__Material for the task__
PR #510, opened 2024-04-01
Update sssom-schema

hrshdhgd:
ran `poetry add sssom-schema@latest`


matentzn (dismissed):

matentzn:
Some stuff broke?

hrshdhgd:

__Directions for this task__
Write out the records. Leave nothing out and change nothing.

__Answer for the task__
PR #510, opened 2024-04-01
Update sssom-schema

hrshdhgd:
ran `poetry add sssom-schema@latest`


matentzn (dismissed):

matentzn:
Some stuff broke?

hrshdhgd:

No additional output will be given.